4. The method for producing composite modified and micronized microcrystalline activated carbon according to claim 2, wherein in step S2, after the primary modified product and the remaining sand grains of step S1 are discharged from the reactor, the water content is 10-15wt%, granulation can be directly performed, and the solidified microcrystalline activated carbon and the crushed sand grains are mixed to form granulated microcrystalline activated carbon with a grain size of 0.6-2.5mm, and naturally cooled to room temperature.

5. The method for preparing composite modified sand-granulated activated carbon according to claim 2, wherein in step S3, the plant biomass includes straw and weeds, and roots, stems and leaves can be used;

The sand grain used in the step S3 is crushed and ground, and the grain size is 300-500 meshes.

6. The method for producing a composite modified, grittized, microcrystalline activated carbon according to claim 5, wherein the mass ratio of the plant biomass to the sand is (1.5-2.5): 1, and the mass ratio of the sand to the grittized, microcrystalline activated carbon is (0.7-1.3): 1.

7. The method for producing composite modified gritty activated carbon according to claim 6, wherein the gritty activated carbon obtained in step S2 is stirred and mixed with the paste uniformly so that the surface of the gritty activated carbon is covered with the paste uniformly, the mixture is sieved as a whole, the gritty activated carbon covered with the paste is left on the sieve, the oversize is collected and fed into a muffle furnace, the muffle furnace is heated at 900-1100 ℃ for 5-7h, and the mixture is taken out after being heated and cooled naturally.

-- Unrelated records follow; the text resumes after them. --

PR #299, opened 2025-06-15
Smaller `Node` struct and replaced while-loop

Skielex:
The reduced size of `Node` appears to improve decode performance by 3-4% on some systems. This is likely due to fewer cache misses.

Replacing the while-loop in `Decoder::new` shouldn't really affect performance, but thought it was nicer to calculate the values.

### DIFF
--- a/pco/src/ans/decoding.rs
+++ b/pco/src/ans/decoding.rs
@@ -3,11 +3,11 @@ use crate::ans::{AnsState, Symbol};
 use crate::constants::Bitlen;
 
 #[derive(Clone, Debug)]
-#[repr(align(16))]
+#[repr(align(8))]
 pub struct Node {
-  pub symbol: Symbol,
-  pub next_state_idx_base: AnsState,
-  pub bits_to_read: Bitlen,
+  pub symbol: u16,
+  pub next_state_idx_base: u16,
+  pub bits_to_read: u16,
 }
 
 #[derive(Clone, Debug)]
@@ -29,8 +29,8 @@ impl Decoder {
         bits_to_read += 1;
       }
       nodes.push(Node {
-        symbol,
-        next_state_idx_base: next_state_base - table_size as AnsState,
+        symbol: symbol as u16,
+        next_state_idx_base: (next_state_base - table_size as AnsState) as u16,
         bits_to_read,
       });
       symbol_x_s[symbol as usize] += 1;
--- a/pco/src/ans/decoding.rs
+++ b/pco/src/ans/decoding.rs
@@ -1,11 +1,11 @@
 use crate::ans::spec::Spec;
-use crate::ans::{AnsState, CompactAnsState, CompactSymbol};
+use crate::ans::{AnsState, CompactAnsState, Symbol};
 use crate::constants::CompactBitlen;
 
 #[derive(Clone, Debug)]
 #[repr(align(8))]
 pub struct Node {
-  pub symbol: CompactSymbol,
+  pub symbol: Symbol,
   pub next_state_idx_base: CompactAnsState,
   pub bits_to_read: CompactBitlen,
 }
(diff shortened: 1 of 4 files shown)


pco/src/ans/decoding.rs
```diff
@@ -1,13 +1,15 @@
...
-use crate::constants::Bitlen;
+use crate::ans::{AnsState, CompactAnsState, Symbol};
+use crate::constants::CompactBitlen;
 
+// Using smallar types for AnsState and Bitlen to reduce the memory footprint
+// of Node. This improves performance, likely due to fewer cache misses.
 #[derive(Clone, Debug)]
-#[repr(align(16))]
+#[repr(align(8))]
 pub struct Node {
```
Skielex, line 9: We could use a smaller `Symbol` size too, but in my tests it seems to hurt performance a little bit, though it may be run-to-run variance.

pco/src/ans/decoding.rs
```diff
@@ -22,16 +24,13 @@ impl Decoder {
...
     let mut symbol_x_s = spec.symbol_weights.clone();
     for &symbol in &spec.state_symbols {
-      let mut next_state_base = symbol_x_s[symbol as usize] as AnsState;
-      let mut bits_to_read = 0;
-      while next_state_base < table_size as AnsState {
-        next_state_base *= 2;
-        bits_to_read += 1;
-      }
+      let next_state_base = symbol_x_s[symbol as usize] as AnsState;
+      let bits_to_read = next_state_base.leading_zeros() - (table_size as AnsState).leading_zeros();
```
Skielex, line 28: Should we test that `next_state_base.leading_zeros() >= (table_size as AnsState).leading_zeros()`?

pco/src/constants.rs
```diff
@@ -2,6 +2,7 @@
 // u32 is performant because it aligns with other things and doesn't require
 // masking
 // exposed in public API
+pub(crate) type CompactBitlen = u16;
```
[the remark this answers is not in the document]
mwlon: Yeah, let's not do this.

mwlon:
Does performance anywhere get worse if we don't mint `Compact*` and just change the type across the board?

pco/src/ans/decoding.rs
Skielex: Yeah, but it might be a fluke. I've changed it now as you suggested.

Skielex:
> Does performance anywhere get worse if we don't mint `Compact*` and just change the type across the board?

Just changing the three types to `u16` tanks performance (like 86ms -> 137ms). It was the first thing I tried a while back:
https://github.com/pcodec/pcodec/compare/main...Skielex:pcodec:16bit-bitlen

I haven't looked into exactly what the issue is, but given how bad it is, I assume the compiler fails to vectorize. But that could perhaps be fixed.

mwlon:
I got out my old x64 laptop and took a look at what's going on. Seems like this PR increases the number of loads, and on x64 for some reason using 32-bit bitlens and 16-bit symbols increases the number of loads even more. It's weird to me that it even does multiple loads per tANS lookup; maybe I should force it to do a single load and some masking/shifting to get the values contained.

mwlon:
Weirdly I also see instructions like `movl %ebx, %ebx`. I don't understand why these would be here

pco/src/latent_page_decompressor.rs
```diff
@@ -14,14 +14,14 @@ use crate::{ans, bit_reader, delta, read_write_uint};
 #[derive(Clone, Copy, Debug)]
 pub struct BinDecompressionInfo<L: Latent> {
   pub lower: L,
-  pub offset_bits: Bitlen,
+  pub offset_bits: CompactBitlen,
```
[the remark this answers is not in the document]
Skielex: Hamm, yeah, reverted too much.
We could leave it `u16` to make `BinDecompressionInfo` smaller for `u16` latents, but it's probably not worth it. Will fix.

mwlon:
lol packing even the loop variables into small portions of larger data types is pretty next level. This appears to be ~4% faster than main on aarch64, which is about 1% faster than the next fastest approach I've seen so far. The code is frankly horrifying though, so I'd like to dig in and figure out which choices here really contribute to that, which ones are hurting us on some CPUs, and where we can find the best compromise. I think I'll have some more time for this tomorrow

PR #302, opened 2025-06-19
fix cargo build on macos;

vectorsss:
Hi, there is an error when I try to build on MacOS with M1 chip.

error: linking with `cc` failed: exit status: 1

According to the documentation of PYO3, I fix the problem successfully.
https://pyo3.rs/v0.20.2/building_and_distribution#macos

### DIFF
--- a/.cargo/config.toml
+++ b/.cargo/config.toml
@@ -1,15 +1,8 @@
 [target.'cfg(target_arch = "x86_64")']
 rustflags = ["-C", "target-feature=+bmi1,+bmi2,+avx2"]
 
-[target.x86_64-apple-darwin]
+[target.'cfg(target_os = "macos")']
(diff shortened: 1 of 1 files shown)


.cargo/config.toml
```diff
@@ -1,2 +1,15 @@
 [target.'cfg(target_arch = "x86_64")']
 rustflags = ["-C", "target-feature=+bmi1,+bmi2,+avx2"]
+
+[target.x86_64-apple-darwin]
```
mwlon, line 4: Can you combine these into one using `target_os`?

vectorsss: Sure, I will merge it! Thank you!

mwlon:
Thanks for the PR!

PR #303, opened 2025-06-20
Packed ANS decoding table

mwlon:
* Made all ANS decoding table types u16 so they fit in an 8-byte word
* Moved offset_bits into the ANS table directly, rather than bin decompression infos. Previously BinInfo<L> could have size of 6 (rounded up to 8?), 8, or 12 bytes, which could make for an awkward access pattern, but now they always pack nicely.


mwlon:
Total instruction count is the same on aarch64, but fewer adds and more ldrhs. Maybe more ldrhs are harmless since they're all waiting on the same cache line. Main:

  25 add
   1 and
   4 bic
   1 cmp
   4 ldp
   9 ldr
   4 ldrh
   4 lsl
   5 lsr
   8 str
   4 strh
   
This PR:

  21 add
   1 and
   4 bic
   1 cmp
   5 ldr
  16 ldrh
   4 lsl
   5 lsr
  12 str

mwlon:
Across the synthetic benchmarks, I measured 3-5% improvement on my big L1 cache aarch64 machine and 4-8% on my weak Intel machine.

PR #869, opened 2020-09-18
Provide custom PJE days

tomlovesgithub:
image
Make admins provide amount of days experience when adding/editing eligibility info
image
And show this on the show eligibility page


warrensearle (approved):
👍

PR #889, opened 2020-09-22
884/view scenario test

tomlovesgithub:
<h1> cant connect to issues cause i dont have zenhub chrome plugin on this laptop - sorry!! </h1>

Theses views have been built assuming the following JSON structure which is based on [this firestore entry](https://console.firebase.google.com/u/1/project/digital-platform-develop/firestore/data~2FqualifyingTestResponses~2FNZlaCSysvy55Thw7FUAx) 
```
...
testQuestions: {
  introduction: "I am introductory instruction text",
    questions: [
       0: {
        details: "I am the scenario to work through",
        questions: [
                   0: {answer: "Question 1", limit: 100},
                   ...
       },
          ...
     ],
        responses: [
                   0: {text: "I am the text the candidate entered", count: 50, started: datetime, completed: datetime}
                   1: {text: null, count: 0, started: datetime, completed: datetime} // Null indicates skipped question
        ]
  }
 }
...
```
I have some concerns over where `this.qualifyingTest.testQuestions.questions[i].questions[i].options[i].text` is used as i wasn't sure weather this value should rather come from the response object. 
I have come to the conclusion that it should be okay as its on the responses page, where the XLSX is built so has access to both objects, just threw me a little.
All the same i am a unsure of weather i have interpreted the data objects incorrectly with the header titling on responses page line 97 (will highlight on PR)

Some of the response objects don't have the `element.application.referenceNumber` I'm assuming this is a development issue rather than a legacy thing, so my solution doesn't care that this doesn't exist, may error on staging/dev if not downloading the correctly formatted data.

Im using v-html, i got some warnings and noticed that eslint has been disabled else where it is used.


src/views/Exercises/Tasks/QualifyingTests/QualifyingTest/Responses.vue
```diff
@@ -92,9 +92,11 @@ export default {
         if (this.qualifyingTest.type === QUALIFYING_TEST.TYPE.SITUATIONAL_JUDGEMENT) {
           headers.push(`Q ${ index + 1 }. Most Appropriate`, `Q ${ index + 1 }. Least Appropriate`);
         }
-        // if (this.qualifyingTest.type === QUALIFYING_TEST.TYPE.SCENARIO) {
-        //   headers.push('scenario');
-        // }
+        if (this.qualifyingTest.type === QUALIFYING_TEST.TYPE.SCENARIO) {
+          question.options.forEach((option, decimal) => {
```
tomlovesgithub, line 96: unsure about these :?

lloback: No worries, I fixed it.
- decimal is the `index`

lloback (approved):

PR #907, opened 2020-09-28
Fix reference number in qt score download

tomlovesgithub:
Ref num for QT downloads is sometimes missing and when working on a feature i hardcoded it to a string, ive now added a fallback default empty string which will show when the field isn't present and the same thing for the fullName field which will default to the name field


warrensearle (approved):
Looks good to me 👍

lloback (approved):

Issue #820, opened 2020-08-27
QT: DELETE a Qualifying test


lloback:
AS an admin I want to be able to DELETE a Qualifying test if it is on DRAFT mode or not started.

- What status do I want the QT to be so I can delete?
- Check that it deletes all the questions and responses, etc?

PR #909, opened 2020-09-28
#820 Delete a QT

warrensearle:


src/store/auth.js
```diff
@@ -30,11 +30,23 @@ const module = {
...
+          if (
+            [ // TODO User roles!
+              'warren.searle@judicialappointments.digital',
+              'tom.russell@judicialappointments.digital',
+              'lisias.loback@judicialappointments.digital',
+              'rebecca.mcknight@judicialappointments.digital',
+            ].indexOf(user.email) >= 0
+          ) {
+            role = 'superadmin';
+          }
```
lloback, line 43: Not great to have personal details on the code ... CAn this be done using the Google Auth?

warrensearle: Yes, this is a very temporary fix so that we four can remove old tests.
Starting tomorrow we'll be working through user roles and auth tokens properly... so expect this will be fixed properly in the next few days

lloback: good.

lloback (approved):

PR #910, opened 2020-09-29
Feature/903 data model

lloback:
Change the View for 
- Scenario Test
- Situational Judgement
-  Critical Analysis


warrensearle (approved):
👍

PR #923, opened 2020-10-02
901/reasonable adjustment justification textarea

tomlovesgithub:
Updated the editable field component to include textarea type, and added a conditional to only show reasonable adjustments justification if an adjustment has been made


warrensearle (approved):
Does the trick 👍

Issue #838, opened 2020-09-07
Indicate whether a candidate went offline during the test 


ClaireTroughtonJAC:
See ticket apply#481 for how we log a user's presence during a qualifying test.

---

As an admin
I would like to see evidence of whether a candidate went offline during a test
so that I can make an informed decision about whether to allow the candidate to re-sit or to give them special consideration.

---

On the qualifying test response page we should include a new tab called 'Connection Log', say, which will display the user's connection log during the test.

Data is available from Realtime Database at the path `qualifyingTest/{qualifyingTestId}/userStatus/{userId}`
Each document contains an `online` timestamp indicating when the user connected to the database and an `offline` timestamp indicating when the user went offline.
Combining data from all the documents we can present a picture of how long the user was online vs offline, when they were last seen etc.

Note that a user will be marked as offline under the following conditions:
- losing connection
- closing browser or browser tab
- refreshing the browser page
- completing the test

The user will not be marked as offline when they follow the 'exit test' link

lloback:
Added 2 things to this task:

- [ ] Added the OFFLINE time in between
- [ ] Added information about the user being ONLINE just now

PR #926, opened 2020-10-05
#838 Time Logs

lloback:
- Added the OFFLINE time in between
- Added information about the user being ONLINE just now


warrensearle (approved):
Looks good to me 👍

PR #928, opened 2020-10-06
Remove duplicate answers response review page

tomlovesgithub:
Tried setting up a test suite for this view but encountered a-lot of issues removing warnings from the suite cause i couldnt satisfactorily mock the full qt object


warrensearle (approved):
👍

PR #944, opened 2020-10-09
Editable field email fix

tomlovesgithub:
This came up in technical troubleshooting 9/10/20, and was an issue i think i introduced when making changes to the editable field component to have use textareas


warrensearle:
Changes have been moved to hotfix/0.36.2

PR #952, opened 2020-10-13
Changed data model for invitations

mbrookeswebdev:


src/store/invitations.js
```diff
@@ -33,25 +33,22 @@ export default {
...
               candidate: {
                 email: email,
                 id: null,  // populated when candidate updates the invite
               },
               status: 'created',  // 'created' | 'invited' | 'accepted' | 'rejected'
               statusLog: {
-                created: firebase.firestore.FieldValue.serverTimestamp(),
-                invited: null,  // populated when email invite has been sent (out of scope right now)
+                created: serverTimestamp,
+                invited: serverTimestamp,
```
warrensearle, line 51: `invited` should remain as `null`. It will be set if/when we include sending out email invitations

warrensearle (changes requested):
Just one change please

src/store/invitations.js
mbrookeswebdev: Tha't done.

lloback (approved):

warrensearle (approved):

Issue #873, opened 2020-09-21
Stage/status selection when initialising a qualifying test


warrensearle:
Generally tests will be initialised for all candidates in the Review stage (less any candidates that have withdrawn)

It should however also be possible to refine the selection down to only those candidates with a particular status.

For example, following the results of 'Test A' the applications will be marked with a status of 'Passed Test A' or 'Failed Test A'. For 'Test B' it should be possible to initialise tests for only those applications which 'Passed Test A'.

Note in ticket [TBC] we will be allowing test results to be combined and then marking applications with a status for the combined results.
For example, 'Test A' scores will be added to 'Test B' scores. Those applications with satisfactory total score will be marked with a status of, say, 'Passed Test A + Test B'.
A subsequent test will be able to be initialised from those applicants with status of 'Passed Test A + Test B'.

PR #953, opened 2020-10-13
#873 Stage/status selection when initialising a qualifying test

lloback:
image


warrensearle (approved):
Let's get this into develop env. and tested 👍

Issue #932, opened 2020-10-06
Download qualifying test report


warrensearle:
Enable qualifying test report data to be downloaded as an excel spreadsheet.

Also ensure on-screen report enables drill-down into each score

PR #954, opened 2020-10-13
#932 Download qualifying test report

warrensearle:
Also includes drilling down into each score


lloback (changes requested):
[Vue warn]: Error in render: "TypeError: Cannot read property 'female' of undefined"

8. The method for preparing composite modified sand-grained activated carbon according to claim 2, wherein in the step S4, the reactor of the step S1 is used, the remolded activated carbon is added into the reactor, 25-28wt% of ammonia water is added, and the mass-volume ratio of the remolded activated carbon to the ammonia water is 1g (5-10) mL;

Stirring at 50-80deg.C to disperse the remolded activated carbon, and mixing with ammonia water; the exhaust pipe of the reactor extracts the volatilized ammonia gas and returns the volatilized ammonia gas to the inside of the reactor, so that ammonia gas aeration is formed at the bottom of the reactor;

mixing for 10-12h, discharging ammonia water, adding clear water for a plurality of times, continuously stirring until the pH value in the reactor is 7-8, obtaining the secondary modified product, and drying in a drying oven at 100 ℃ for 5-6h.

9. The method for producing a composite modified grittized microcrystalline activated carbon according to claim 1, wherein in step S5, the concentration of the polytetrafluoroethylene solution is 30 to 40wt%; the mass volume ratio of the secondary modified product to the sprayed polytetrafluoroethylene solution is 1g (0.01-0.25) mL;

The active carbon particles are subjected to programmed heating drying in a muffle furnace, and heated to 80 ℃ at 8-10 ℃ for 40min; heating to 150 deg.C at 5-7deg.C for 20min; heating to 200 deg.C at 5-7deg.C for 20min; and after heating, taking out the materials and naturally cooling.